━━━ RECORDS SUPPLIED

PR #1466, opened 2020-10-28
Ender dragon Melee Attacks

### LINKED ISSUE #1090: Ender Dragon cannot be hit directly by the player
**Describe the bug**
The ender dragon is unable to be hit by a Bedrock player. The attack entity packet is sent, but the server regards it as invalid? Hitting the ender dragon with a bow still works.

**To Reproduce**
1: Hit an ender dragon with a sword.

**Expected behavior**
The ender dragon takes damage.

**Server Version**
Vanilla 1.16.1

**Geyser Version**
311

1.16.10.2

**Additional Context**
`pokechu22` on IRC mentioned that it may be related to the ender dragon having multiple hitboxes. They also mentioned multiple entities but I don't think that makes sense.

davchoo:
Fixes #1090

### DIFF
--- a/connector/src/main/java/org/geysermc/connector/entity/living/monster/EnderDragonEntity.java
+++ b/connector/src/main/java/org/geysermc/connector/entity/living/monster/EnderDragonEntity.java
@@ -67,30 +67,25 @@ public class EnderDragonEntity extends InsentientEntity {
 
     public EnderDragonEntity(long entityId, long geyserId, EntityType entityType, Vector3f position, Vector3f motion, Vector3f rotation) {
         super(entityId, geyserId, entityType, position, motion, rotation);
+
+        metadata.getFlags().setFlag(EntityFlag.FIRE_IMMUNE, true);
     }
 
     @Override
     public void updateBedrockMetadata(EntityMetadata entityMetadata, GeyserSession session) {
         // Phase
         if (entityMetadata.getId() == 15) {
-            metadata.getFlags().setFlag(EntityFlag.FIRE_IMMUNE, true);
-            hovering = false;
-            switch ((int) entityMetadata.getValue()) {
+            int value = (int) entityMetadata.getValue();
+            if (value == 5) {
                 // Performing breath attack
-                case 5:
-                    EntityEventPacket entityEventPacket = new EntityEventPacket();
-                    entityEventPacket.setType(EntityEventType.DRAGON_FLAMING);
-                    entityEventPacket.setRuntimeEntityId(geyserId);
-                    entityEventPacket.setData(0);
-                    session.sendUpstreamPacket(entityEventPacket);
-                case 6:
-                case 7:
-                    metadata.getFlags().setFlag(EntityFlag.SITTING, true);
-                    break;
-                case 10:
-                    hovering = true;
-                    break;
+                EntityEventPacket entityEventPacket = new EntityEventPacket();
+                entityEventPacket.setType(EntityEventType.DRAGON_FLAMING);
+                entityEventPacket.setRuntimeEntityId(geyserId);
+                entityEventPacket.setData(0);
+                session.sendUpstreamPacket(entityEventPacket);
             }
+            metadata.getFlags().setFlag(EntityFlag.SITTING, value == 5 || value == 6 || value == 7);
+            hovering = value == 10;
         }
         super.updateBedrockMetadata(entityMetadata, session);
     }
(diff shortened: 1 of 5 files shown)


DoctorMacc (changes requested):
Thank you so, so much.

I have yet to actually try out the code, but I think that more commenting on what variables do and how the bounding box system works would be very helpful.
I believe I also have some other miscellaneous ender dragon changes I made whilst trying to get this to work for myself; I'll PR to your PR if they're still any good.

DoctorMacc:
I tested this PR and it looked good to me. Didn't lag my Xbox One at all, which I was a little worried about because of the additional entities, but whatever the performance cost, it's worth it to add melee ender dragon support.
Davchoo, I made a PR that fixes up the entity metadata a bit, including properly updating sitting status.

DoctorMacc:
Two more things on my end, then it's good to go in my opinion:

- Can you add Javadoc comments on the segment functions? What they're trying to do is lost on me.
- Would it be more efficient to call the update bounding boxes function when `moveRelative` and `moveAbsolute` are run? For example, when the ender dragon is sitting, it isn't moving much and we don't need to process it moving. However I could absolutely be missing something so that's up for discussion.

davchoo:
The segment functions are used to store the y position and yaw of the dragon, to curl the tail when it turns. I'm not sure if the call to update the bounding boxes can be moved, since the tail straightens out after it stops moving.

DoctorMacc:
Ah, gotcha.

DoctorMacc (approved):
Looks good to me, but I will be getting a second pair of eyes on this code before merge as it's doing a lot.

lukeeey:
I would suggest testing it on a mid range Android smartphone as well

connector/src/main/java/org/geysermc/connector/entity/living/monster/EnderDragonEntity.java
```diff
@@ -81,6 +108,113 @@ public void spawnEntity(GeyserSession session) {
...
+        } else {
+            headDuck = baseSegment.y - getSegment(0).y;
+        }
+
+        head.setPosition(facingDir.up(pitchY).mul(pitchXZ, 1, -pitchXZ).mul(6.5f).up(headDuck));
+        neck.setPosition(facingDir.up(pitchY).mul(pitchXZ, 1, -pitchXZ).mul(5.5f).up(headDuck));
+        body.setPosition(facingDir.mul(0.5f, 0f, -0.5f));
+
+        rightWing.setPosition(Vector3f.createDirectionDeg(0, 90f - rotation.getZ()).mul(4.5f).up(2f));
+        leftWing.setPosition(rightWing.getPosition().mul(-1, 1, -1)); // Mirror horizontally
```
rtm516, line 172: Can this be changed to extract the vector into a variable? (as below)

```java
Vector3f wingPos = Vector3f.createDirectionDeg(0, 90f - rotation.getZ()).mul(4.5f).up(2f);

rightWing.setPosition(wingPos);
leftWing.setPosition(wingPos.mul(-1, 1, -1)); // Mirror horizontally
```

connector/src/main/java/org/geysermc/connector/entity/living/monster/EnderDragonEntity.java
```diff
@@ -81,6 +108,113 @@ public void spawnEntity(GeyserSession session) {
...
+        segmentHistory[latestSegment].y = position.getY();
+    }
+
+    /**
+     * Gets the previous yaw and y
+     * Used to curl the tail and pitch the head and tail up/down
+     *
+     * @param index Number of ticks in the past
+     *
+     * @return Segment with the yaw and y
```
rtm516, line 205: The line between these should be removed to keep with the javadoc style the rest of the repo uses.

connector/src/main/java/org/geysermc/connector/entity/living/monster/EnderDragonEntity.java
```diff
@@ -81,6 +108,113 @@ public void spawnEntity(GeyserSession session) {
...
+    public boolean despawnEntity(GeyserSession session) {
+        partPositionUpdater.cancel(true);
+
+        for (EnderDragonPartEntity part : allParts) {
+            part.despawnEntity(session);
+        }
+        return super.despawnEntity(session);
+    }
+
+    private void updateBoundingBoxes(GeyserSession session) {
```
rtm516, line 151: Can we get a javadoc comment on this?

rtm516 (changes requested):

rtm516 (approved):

━━━━━━

#### EXERCISE PROMPT
Would you reproduce the whole listing exactly as it stands?

#### FINISHED TASK
PR #1466, opened 2020-10-28
Ender dragon Melee Attacks

### LINKED ISSUE #1090: Ender Dragon cannot be hit directly by the player
**Describe the bug**
The ender dragon is unable to be hit by a Bedrock player. The attack entity packet is sent, but the server regards it as invalid? Hitting the ender dragon with a bow still works.

**To Reproduce**
1: Hit an ender dragon with a sword.

**Expected behavior**
The ender dragon takes damage.

**Server Version**
Vanilla 1.16.1

**Geyser Version**
311

1.16.10.2

**Additional Context**
`pokechu22` on IRC mentioned that it may be related to the ender dragon having multiple hitboxes. They also mentioned multiple entities but I don't think that makes sense.

davchoo:
Fixes #1090

### DIFF
--- a/connector/src/main/java/org/geysermc/connector/entity/living/monster/EnderDragonEntity.java
+++ b/connector/src/main/java/org/geysermc/connector/entity/living/monster/EnderDragonEntity.java
@@ -67,30 +67,25 @@ public class EnderDragonEntity extends InsentientEntity {
 
     public EnderDragonEntity(long entityId, long geyserId, EntityType entityType, Vector3f position, Vector3f motion, Vector3f rotation) {
         super(entityId, geyserId, entityType, position, motion, rotation);
+
+        metadata.getFlags().setFlag(EntityFlag.FIRE_IMMUNE, true);
     }
 
     @Override
     public void updateBedrockMetadata(EntityMetadata entityMetadata, GeyserSession session) {
         // Phase
         if (entityMetadata.getId() == 15) {
-            metadata.getFlags().setFlag(EntityFlag.FIRE_IMMUNE, true);
-            hovering = false;
-            switch ((int) entityMetadata.getValue()) {
+            int value = (int) entityMetadata.getValue();
+            if (value == 5) {
                 // Performing breath attack
-                case 5:
-                    EntityEventPacket entityEventPacket = new EntityEventPacket();
-                    entityEventPacket.setType(EntityEventType.DRAGON_FLAMING);
-                    entityEventPacket.setRuntimeEntityId(geyserId);
-                    entityEventPacket.setData(0);
-                    session.sendUpstreamPacket(entityEventPacket);
-                case 6:
-                case 7:
-                    metadata.getFlags().setFlag(EntityFlag.SITTING, true);
-                    break;
-                case 10:
-                    hovering = true;
-                    break;
+                EntityEventPacket entityEventPacket = new EntityEventPacket();
+                entityEventPacket.setType(EntityEventType.DRAGON_FLAMING);
+                entityEventPacket.setRuntimeEntityId(geyserId);
+                entityEventPacket.setData(0);
+                session.sendUpstreamPacket(entityEventPacket);
             }
+            metadata.getFlags().setFlag(EntityFlag.SITTING, value == 5 || value == 6 || value == 7);
+            hovering = value == 10;
         }
         super.updateBedrockMetadata(entityMetadata, session);
     }
(diff shortened: 1 of 5 files shown)


DoctorMacc (changes requested):
Thank you so, so much.

I have yet to actually try out the code, but I think that more commenting on what variables do and how the bounding box system works would be very helpful.
I believe I also have some other miscellaneous ender dragon changes I made whilst trying to get this to work for myself; I'll PR to your PR if they're still any good.

DoctorMacc:
I tested this PR and it looked good to me. Didn't lag my Xbox One at all, which I was a little worried about because of the additional entities, but whatever the performance cost, it's worth it to add melee ender dragon support.
Davchoo, I made a PR that fixes up the entity metadata a bit, including properly updating sitting status.

DoctorMacc:
Two more things on my end, then it's good to go in my opinion:

- Can you add Javadoc comments on the segment functions? What they're trying to do is lost on me.
- Would it be more efficient to call the update bounding boxes function when `moveRelative` and `moveAbsolute` are run? For example, when the ender dragon is sitting, it isn't moving much and we don't need to process it moving. However I could absolutely be missing something so that's up for discussion.

davchoo:
The segment functions are used to store the y position and yaw of the dragon, to curl the tail when it turns. I'm not sure if the call to update the bounding boxes can be moved, since the tail straightens out after it stops moving.

DoctorMacc:
Ah, gotcha.

DoctorMacc (approved):
Looks good to me, but I will be getting a second pair of eyes on this code before merge as it's doing a lot.

lukeeey:
I would suggest testing it on a mid range Android smartphone as well

connector/src/main/java/org/geysermc/connector/entity/living/monster/EnderDragonEntity.java
```diff
@@ -81,6 +108,113 @@ public void spawnEntity(GeyserSession session) {
...
+        } else {
+            headDuck = baseSegment.y - getSegment(0).y;
+        }
+
+        head.setPosition(facingDir.up(pitchY).mul(pitchXZ, 1, -pitchXZ).mul(6.5f).up(headDuck));
+        neck.setPosition(facingDir.up(pitchY).mul(pitchXZ, 1, -pitchXZ).mul(5.5f).up(headDuck));
+        body.setPosition(facingDir.mul(0.5f, 0f, -0.5f));
+
+        rightWing.setPosition(Vector3f.createDirectionDeg(0, 90f - rotation.getZ()).mul(4.5f).up(2f));
+        leftWing.setPosition(rightWing.getPosition().mul(-1, 1, -1)); // Mirror horizontally
```
rtm516, line 172: Can this be changed to extract the vector into a variable? (as below)

```java
Vector3f wingPos = Vector3f.createDirectionDeg(0, 90f - rotation.getZ()).mul(4.5f).up(2f);

rightWing.setPosition(wingPos);
leftWing.setPosition(wingPos.mul(-1, 1, -1)); // Mirror horizontally
```

connector/src/main/java/org/geysermc/connector/entity/living/monster/EnderDragonEntity.java
```diff
@@ -81,6 +108,113 @@ public void spawnEntity(GeyserSession session) {
...
+        segmentHistory[latestSegment].y = position.getY();
+    }
+
+    /**
+     * Gets the previous yaw and y
+     * Used to curl the tail and pitch the head and tail up/down
+     *
+     * @param index Number of ticks in the past
+     *
+     * @return Segment with the yaw and y
```
rtm516, line 205: The line between these should be removed to keep with the javadoc style the rest of the repo uses.

connector/src/main/java/org/geysermc/connector/entity/living/monster/EnderDragonEntity.java
```diff
@@ -81,6 +108,113 @@ public void spawnEntity(GeyserSession session) {
...
+    public boolean despawnEntity(GeyserSession session) {
+        partPositionUpdater.cancel(true);
+
+        for (EnderDragonPartEntity part : allParts) {
+            part.despawnEntity(session);
+        }
+        return super.despawnEntity(session);
+    }
+
+    private void updateBoundingBoxes(GeyserSession session) {
```
rtm516, line 151: Can we get a javadoc comment on this?

rtm516 (changes requested):

rtm516 (approved):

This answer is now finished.